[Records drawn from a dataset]
■ ■ ■ ■ ■ ■ ■

PR #596, opened 2022-08-25
Move A* tests from NotYetReady to Ready

CarlosFigueiraMSFT:
Starting to move tests from the "NotYetReady" folder to the place where they can actually run. Starting with files starting with A. This found a missing functionality (DateTime to Number unary conversion) which was not implemented, so added it as well.


src/tests/Microsoft.PowerFx.Core.Tests/ExpressionTestCases/Abs.txt
```diff
@@ -76,4 +76,12 @@ false
 >> Abs("false")
 #Error(Kind=InvalidArgument)
 
+// ******** Date values and functions with dates ********
```
lesaltzm, line 79: This'll likely cause test failures when we bump the version for JS, as a heads up. 
Might want to either do that yourself, or keep a doc somewhere of the changed test results so it's easy to fix.

CarlosFigueiraMSFT: Yes, I will bring the PFx version to JS when this is done, and handle the appropriate overrides.

lesaltzm (approved):

PR #618, opened 2022-09-01
Move B*,C* tests from NotYetReady to Ready

CarlosFigueiraMSFT:
Continuing to move tests from the "NotYetReady" folder to the place where they can actually run. Files starting with B, and C. Also update how time values are compared in test results.


src/tests/Microsoft.PowerFx.Core.Tests/ExpressionTestCases/Coalesce.txt
```diff
@@ -8,12 +8,24 @@
...
+"a"
+
 >> Coalesce( Blank(), "", Blank(), "", "3", "4" )
 "3"
 
+>> Coalesce(Blank(), "", Blank(), "", Blank(), " ", "3", "4")
+" "
+
 >> Coalesce("")
 Blank()
```
Ananya-Gupta24, line 25: Unrelated to your changes, could you add a case here for an input with only Blanks and empty strings and verify that it returns Blank()?

CarlosFigueiraMSFT: Added

src/tests/Microsoft.PowerFx.Core.Tests/ExpressionTestCases/Count.txt
```diff
@@ -1,20 +1,76 @@
...
+
+>> Count(Table({a:Blank()},{a:Blank()},{a:Blank()}))
+0
+
+// ******** BLANK TABLE ********
+
+>> Count(If(1<0,[1,2,3]))
+0
+
+// ******** ERRORS ********
```
Ananya-Gupta24, line 60: Should we have error cases here for when the first argument is an empty string or Blank() followed by a string or number value like Count(["", 1]) and Count([Blank(), "1"])?

CarlosFigueiraMSFT: Good point, will add some cases for (compiler) errors where the table doesn't have a numeric column (which is the case in your examples)

Ananya-Gupta24 (approved):

Ananya-Gupta24 (approved):

PR #624, opened 2022-09-02
Updated single table wrapper to use the wrapped scalar function

CarlosFigueiraMSFT:
Currently some of the tabular versions of scalar functions are not calling the scalar version properly - instead of going to the function as exposed to the user (the wrapper that handles errors and blank values), it is going to the inner implementation. This PR updates the tabular versions for single argument functions (multi-argument functions will come later).

This also fixes the Char function to treat Blank values as 0, like Excel does.


src/libraries/Microsoft.PowerFx.Interpreter/Functions/Library.cs
```diff
@@ -32,8 +32,28 @@ private static T GetService<T>(this IServiceProvider services, T defaultService)
 
         public static IEnumerable<TexlFunction> FunctionList => FuncsByName.Keys;
 
+        private static readonly object LockObject = new object();
+
+        public static readonly IReadOnlyDictionary<TexlFunction, AsyncFunctionPtr> FuncsByName;
```
lesaltzm, line 37: nit: Funcs by name isn't quite right, the key here isn't the name it's the full function object

src/libraries/Microsoft.PowerFx.Interpreter/Functions/Library.cs
```diff
@@ -32,8 +32,28 @@ private static T GetService<T>(this IServiceProvider services, T defaultService)
 
         public static IEnumerable<TexlFunction> FunctionList => FuncsByName.Keys;
 
+        private static readonly object LockObject = new object();
```
lesaltzm, line 35: Is this used?

src/libraries/Microsoft.PowerFx.Interpreter/Functions/Library.cs
CarlosFigueiraMSFT: True - this is what we had before, I didn't want to change more than necessary... I can update it, though

src/libraries/Microsoft.PowerFx.Interpreter/Functions/Library.cs
CarlosFigueiraMSFT: It was in an initial iteration, not anymore. I'll remove it.

src/libraries/Microsoft.PowerFx.Interpreter/Functions/Library.cs
CarlosFigueiraMSFT: Actually, it's a public field, so it's possible that someone else is using it; I won't update it (at least not in this PR)

MikeStall: It's safe - 
public field on *internal* class ... 
And in Interpreter, so it's not included by PAClient (and products don't have internals access to interpreter)

src/libraries/Microsoft.PowerFx.Interpreter/Functions/Library.cs
```diff
@@ -34,8 +34,26 @@ private static T GetService<T>(this IServiceProvider services, T defaultService)
...
         public static IEnumerable<TexlFunction> FunctionList => FuncsByName.Keys;
 
+        public static readonly IReadOnlyDictionary<TexlFunction, AsyncFunctionPtr> FuncsByName;
+
+        static Library()
+        {
+            var funcsByName = new Dictionary<TexlFunction, AsyncFunctionPtr>();
+            foreach (var func in SimpleFuncsByName)
+            {
+                funcsByName.Add(func.Key, func.Value);
```
MikeStall, line 44: >func.Key [](http://example.com/codeflow?start=32&length=8)

This could be an issue for overloads / name conflicts.

CarlosFigueiraMSFT: The name of this field is misleading - it's not based on name, but based on the function implementation itself. But since this is a public field, it's possible that someone has a dependency on it, so I don't want to change it right now.

CarlosFigueiraMSFT: Ah, just saw your other comment; will update it in this PR then.

src/libraries/Microsoft.PowerFx.Interpreter/Functions/Library.cs
CarlosFigueiraMSFT: Updated the function name

src/libraries/Microsoft.PowerFx.Interpreter/Functions/Library.cs
```diff
@@ -1425,6 +1353,100 @@ private static T GetService<T>(this IServiceProvider services, T defaultService)
...
+                    expandArguments: NoArgExpansion,
+                    replaceBlankValues: DoNotReplaceBlank,
+                    checkRuntimeTypes: ExactValueTypeOrBlank<TableValue>,
+                    checkRuntimeValues: DeferRuntimeValueChecking,
+                    returnBehavior: ReturnBehavior.ReturnBlankIfAnyArgIsBlank,
+                    targetFunction: StandardSingleColumnTable<NumberValue>(SimpleFunctionImplementations[BuiltinFunctionsCore.BooleanN]))
+            },
+            {
+                BuiltinFunctionsCore.CharT,
+                StandardErrorHandlingAsync(
```
MikeStall, line 1391: >StandardErrorHandlingAsync [](http://example.com/codeflow?start=16&length=26)

Most of these are                 StandardErrorHandlingAsync<TableValue>, 

should this be too?

CarlosFigueiraMSFT: Created another wrapper for tabular functions - code is much simpler now :-)

lesaltzm (approved):

src/tests/Microsoft.PowerFx.Interpreter.Tests/FunctionDefinitionTests.cs
```diff
@@ -0,0 +1,48 @@
...
+
+namespace Microsoft.PowerFx.Tests
+{
+    public class FunctionDefinitionTests : PowerFxTest
+    {
+        [Fact]
+        public void TabularOverloadListIsOverloadOfSingleFunction()
+        {
+            var type = typeof(Microsoft.PowerFx.Functions.Library);
+            var simpleFunctions = type.GetProperty("SimpleFunctionImplementations", BindingFlags.Static | BindingFlags.NonPublic).GetValue(null)
```
MikeStall, line 22: >SimpleFunctionImplementations [](http://example.com/codeflow?start=52&length=29)

nit - this could probably be nameof

PR #626, opened 2022-09-02
Add tests for custom record type that allows access to undefined fields

susosuso:
By default, Power FX is strongly + static typed. References to any undefined fields will result in error state at type checking time.

This set of unit tests gives an example which overrides that behavior by writing a custom `RecordType`, which always returns `FormulaType.UntypedObject` from `TryGetField()` when the targeted field is not defined.

Assume an expression `"obj.field1"`. If field1 is not defined, by default it will throw at `Check()`. With this change, it will pass type checking, and result in `BlankValue` (but of `UntypedObject` type) during runtime.


src/tests/Microsoft.PowerFx.Interpreter.Tests/Scenarios/CustomRecordTypeWithUndefinedFields.cs
```diff
@@ -0,0 +1,201 @@
...
+                }
+            };
+        }
+
+        [Theory]
+        [InlineData("obj.prop1", 1.0)]
+        [InlineData("IsError(obj.prop2)", true)] // type mismatch should fail at runtime
+        [InlineData("IsBlank(obj.missing)", "#exception")] // type checking fails when referencing undefined type.
+        [InlineData("IsBlank(obj.missing.missing)", "#exception")]
+        [InlineData("IsBlank(obj.prop_not_defined_in_type)", "#exception")]
```
MikeStall, line 48: >#exception [](http://example.com/codeflow?start=62&length=10)

where is this string coming from?

lesaltzm: Yes, instead of comparing the "#exception" string, can you compare to ex.Message?

src/tests/Microsoft.PowerFx.Interpreter.Tests/Scenarios/CustomRecordTypeWithUndefinedFields.cs
```diff
@@ -0,0 +1,201 @@
...
+                Console.WriteLine(ex.Message);
+            }
+        }
+
+        [Theory]
+        [InlineData("obj.prop1", 1.0)]
+        [InlineData("IsError(obj.prop2)", true)] // type mismatch should fail at runtime.
+        [InlineData("IsBlank(obj.missing)", true)] // fields not defined in RecordType is treated as Blank.
+        [InlineData("IsBlank(obj.missing.missing)", true)]
+        [InlineData("IsBlank(obj.prop_not_defined_in_type)", true)] // fields not defined in RecordType is always Blank, regardless of whether it is defined in actual data.
```
lesaltzm, line 77: note: this is the behavior defined on lines 117-121, not innate to the system. 
A different implementation could be returning an UntypedObjectValue for these.

susosuso: yes, I explicitly define that because I want to able to have a "blank if not exist" behavior in the expressions.

src/tests/Microsoft.PowerFx.Interpreter.Tests/Scenarios/CustomRecordTypeWithUndefinedFields.cs
susosuso: Sure, let me update. I was following the existing format from [another scenario test ](https://github.com/microsoft/Power-Fx/blob/a38e155bf82024f4c03989c0782506007c61f4a3/src/tests/Microsoft.PowerFx.Interpreter.Tests/Scenarios/ScenarioDotNetObjectWrapper.cs#L48)in this folder.

susosuso: Updated. I didn't end up using ex.Message because the actual exception message is outside of scope of this test. Let me know if you'd like another approach.

src/tests/Microsoft.PowerFx.Interpreter.Tests/Scenarios/CustomRecordTypeWithUndefinedFields.cs
```diff
@@ -0,0 +1,200 @@
...
+            var symbolTable = new SymbolTable();
+            var symbolValues = new SymbolValues();
+
+            symbolTable.AddVariable("obj", _customRecordType);
+            symbolValues.Add("obj", new TestCustomRecordValue(_testObj, _customRecordType));
+
+            try
+            {
+                var result = await engine.EvalAsync(expr, default, null, symbolTable, symbolValues).ConfigureAwait(false);
+                Assert.False(hasException);
```
MikeStall, line 90: > Assert.False(hasException); [](http://example.com/codeflow?start=15&length=28)

Note we could actually split the eval up into parts to be more specific and avoid the exception:

CheckResult check = engine.Check(expr, ...) 
Assert.Equals(check.IsSuccess, !hasException);

if (check.IsSuccess) {
    // Now we eval it, 
   var run = eval.GetEvaluator();
   var result = run.Eval(symbolValues);
   Assert.Equal(expected, result.ToObject());
}


This could actually be important if you want to use the same compiled expression against multiple inputs.

MikeStall (approved):
:shipit:

src/tests/Microsoft.PowerFx.Interpreter.Tests/Scenarios/CustomRecordTypeWithUndefinedFields.cs
susosuso: Thanks! Updated accordingly.

MikeStall (approved):
:shipit:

■ ■ ■ ■ ■ ■ ■

A copy of each line above that holds the word "someone" is the expected answer.

§ **Result**:
CarlosFigueiraMSFT: Actually, it's a public field, so it's possible that someone else is using it; I won't update it (at least not in this PR)
CarlosFigueiraMSFT: The name of this field is misleading - it's not based on name, but based on the function implementation itself. But since this is a public field, it's possible that someone has a dependency on it, so I don't want to change it right now.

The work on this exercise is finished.